As binary strings work their way through the pipelines via messages, it leaves binaries on the binary heap that don’t go away because the ref count stays above 1. There are a number of GC parameters one can tune on a per process level that might cause a long lived process to collect more aggressively. But my long lived processes have a natural “ratchet” point where it was just easy to throw a collect in. This solved all of my slow growth memory problems.
I’ve read elsewhere that Erlangs GC benefits often on the basis that must Erlanger processes are short lived.
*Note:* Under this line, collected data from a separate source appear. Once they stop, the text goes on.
PR #6475, opened 2026-06-20
Fix null parent for tool call observations in blocking mode

### LINKED ISSUE #6457: Tool calling observations don't have a parent in non-streaming mode

tzolov:
DefaultToolCallingManager read the tool call observation parent only from ToolCallReactiveContextHolder, which is populated solely in the streaming/reactive path. In blocking mode the holder is empty, so the explicit parentObservation(null) overwrote the parent that Micrometer had already auto-resolved from the current observation at creation time, leaving tool call observations without a parent and breaking the observability hierarchy.

Fall back to the observation currently in scope on the calling thread when the reactive context holder has no parent. This restores the pre-2.0.0 behavior for the blocking path while preserving the reactor-context parent required for the streaming hierarchy.

Fixes #6457

### DIFF
--- a/spring-ai-model/src/main/java/org/springframework/ai/model/tool/DefaultToolCallingManager.java
+++ b/spring-ai-model/src/main/java/org/springframework/ai/model/tool/DefaultToolCallingManager.java
@@ -213,8 +213,12 @@ public final class DefaultToolCallingManager implements ToolCallingManager {
 				returnDirect = returnDirect && toolCallback.getToolMetadata().returnDirect();
 			}
 
+			// In streaming/reactive mode the parent observation is propagated through the
+			// Reactor context captured in ToolCallReactiveContextHolder. In blocking mode
+			// that holder is never populated, so fall back to the observation currently
+			// in scope on the calling thread to keep the observation hierarchy intact.
 			Observation parent = ToolCallReactiveContextHolder.getContext()
-				.getOrDefault(ObservationThreadLocalAccessor.KEY, null);
+				.getOrDefault(ObservationThreadLocalAccessor.KEY, this.observationRegistry.getCurrentObservation());
 
 			ToolCallingObservationContext observationContext = ToolCallingObservationContext.builder()
 				.toolDefinition(toolCallback.getToolDefinition())
--- a/spring-ai-model/src/test/java/org/springframework/ai/model/tool/DefaultToolCallingManagerTests.java
+++ b/spring-ai-model/src/test/java/org/springframework/ai/model/tool/DefaultToolCallingManagerTests.java
@@ -17,10 +17,14 @@
 package org.springframework.ai.model.tool;
 
 import java.lang.reflect.Method;
+import java.util.ArrayList;
 import java.util.List;
 import java.util.Map;
 
+import io.micrometer.observation.Observation;
+import io.micrometer.observation.ObservationHandler;
 import io.micrometer.observation.ObservationRegistry;
+import io.micrometer.observation.ObservationView;
 import org.junit.jupiter.api.Test;
 
 import org.springframework.ai.chat.messages.AssistantMessage;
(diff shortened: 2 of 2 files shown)


spring-ai-model/src/main/java/org/springframework/ai/model/tool/DefaultToolCallingManager.java
```diff
@@ -213,8 +213,12 @@ private InternalToolExecutionResult executeToolCall(Prompt prompt, AssistantMess
 				returnDirect = returnDirect && toolCallback.getToolMetadata().returnDirect();
 			}
 
+			// In streaming/reactive mode the parent observation is propagated through the
+			// Reactor context captured in ToolCallReactiveContextHolder. In blocking mode
+			// that holder is never populated, so fall back to the observation currently
+			// in scope on the calling thread to keep the observation hierarchy intact.
 			Observation parent = ToolCallReactiveContextHolder.getContext()
-				.getOrDefault(ObservationThreadLocalAccessor.KEY, null);
+				.getOrDefault(ObservationThreadLocalAccessor.KEY, this.observationRegistry.getCurrentObservation());
```
chemicL, line 221: AFAIU this operation is unnecessary. This leads to reading the ThreadLocal `Observation` twice. Instead, do not call `parentObservation(parent)` below (line 234) since it will lead to the same outcome of setting the parent to the current one but saving one TL read.

chemicL (changes requested):

spring-ai-model/src/main/java/org/springframework/ai/model/tool/DefaultToolCallingManager.java
tzolov: @chemicL, the DefaultToolCallingManger is used by both the reactive and non-reactive paths. 
The reactive path necessities the  

```java
Observation parent = ToolCallReactiveContextHolder.....
String toolCallResult = ToolCallingObservationDocumentation.TOOL_CALL
	.observation(this.observationConvention, DEFAULT_OBSERVATION_CONVENTION, () -> 
             observationContext, this.observationRegistry)
	.parentObservation(parent)
     .....
```
So we can remove the `	.parentObservation(parent)`. 

For the non-reactive path this leads to null parent and we need to handle it?

chemicL: Oh, my bad. Somehow I confused this with other places with `call()` vs `stream()` variants and thought this is only used in the non-reactive case like typically `call()` is. In this case, I don't see a good way to avoid the ThreadLocal read unless reactive tool execution is implemented separately. Approving the PR, sorry for the confusion.

chemicL (approved):

PR #6483, opened 2026-06-22
Preserve delta additional properties during streaming chunk conversion

Dhongli:
Fixes:

During streaming aggregation, delta additionalProperties were not copied into ChatCompletionMessage.

This causes reasoning_content from OpenAI-compatible providers (such as DashScope Qwen) to be lost before getReasoningContent(...) is executed.

This change preserves delta additional properties when converting ChatCompletionChunk into ChatCompletion.


jewoodev:
For review context, this is covered by #6373, which includes the same delta-to-message additional-properties copy and extends it to merged tool-call chunks and final advisor/chat-memory aggregation.

PR #6490, opened 2026-06-23
Fix incorrect assertions in `CouchbaseSearchVectorStore.Builder`

chaechaepower:
`CouchbaseSearchVectorStore.Builder` contains several validation inconsistencies compared to other vector stores.

* String fields (`collectionName`, `scopeName`, `bucketName`, `vectorIndexName`) used `Assert.notNull` twice with different messages. Since `Assert.notNull` does not reject empty or blank strings, replaced the duplicate checks with a single `Assert.hasText`, matching the validation used in `GemFireVectorStore` and `PineconeVectorStore`.

* `dimensions` used two `Assert.notNull` checks, including one with the message `"must not be empty"`, which is not meaningful for an integer and still allows non-positive values. Replaced these with `Assert.isTrue(dimensions > 0, ...)` and changed the type from `Integer` to primitive `int`, matching `OpenSearchVectorStore` and `OracleVectorStore`.

* Enum fields (`similarityFunction`, `indexOptimization`) also contained duplicate `Assert.notNull` checks with the misleading message `"must not be empty"`. Removed the redundant assertions.

### DIFF
--- a/vector-stores/spring-ai-couchbase-store/src/main/java/org/springframework/ai/vectorstore/couchbase/CouchbaseSearchVectorStore.java
+++ b/vector-stores/spring-ai-couchbase-store/src/main/java/org/springframework/ai/vectorstore/couchbase/CouchbaseSearchVectorStore.java
@@ -79,7 +79,7 @@ public class CouchbaseSearchVectorStore extends AbstractObservationVectorStore
 
 	private final String vectorIndexName;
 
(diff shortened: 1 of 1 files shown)


sdeleuze:
Merged without the `Integer` to `int` change that lead to some unwanted side effects at auto-configuration side and this is likely to agressive for post 2.0.0.

PR #6498, opened 2026-06-23
Fix shared mutable state in chat options builder `clone()`

subhashpolisetti:
The builder `clone()` methods in several `ChatOptions` implementations copied mutable collection fields by reference instead of creating independent copies. A builder obtained via `clone()` therefore shared those collections with its source, so mutating one affected the other.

- tortoise311 - I’ve toyed rewriting my own. We do very simple MQTT, 0 QoS, no wills, etc. the existing implementation creates many long lived procs per connection and we keep our connections live; they’re mostly subscribers
- bandit/plug - originally I was doing Phoenix because That’s The Thing, but it was such “A Way”, I was constantly having to learn how to accommodate things I just ended up turning off or suppressing. I just have straightforward (imo) API endpoints; Mat Trudel suggested I might just use Bandit with Plug. He’s done a great job with Bandit and been very proactive; just doing Plug myself helped me understand the whole HTTP handling pipeline at a more fundamental level
- CacheX - we use credentials oauth workflow. We were able to implement that in a single plug and use cachex. I may throw that out eventually. I’ve heard people indicate cachex has hung on them and it’s easy enough to do your own here
- Mint - I tried Finch and a couple other “help you” request frameworks. I had all kinds of problems tuning them as I moved up to many thousands of steady stream (every 10s+) hooks being dispatched. Eventually, I saw a comment in one of them that said something like “at any scale, you end up doing your own layer on top of mint to best fit the nuances of your application”, so I did just that, using the source from peppermint and finch to guide/inspire me
- openapispex -to swaggerify our endpoints; this requires a lot of boilerplate code and forced me to learn to write some of my own macros just to reduce it a little; I understand you get some of that for free when using it with Phoenix; the authors have been really helpful
- recon - because
There’s probably some stuff I should use that I’m not. But I’ve got a limited amount of time to improve this and keep native apps on two platforms running.
If I blogged, it’d be a good write up (how to do a kind of web thing — but without pages — without Phoenix!) maybe.
If one can avoid GCs altogether a-la precise (de)allocations like Rust's non-reference-counted entities, this is cool but often requires unnatural contortionism. RC is still necessary in certain cases.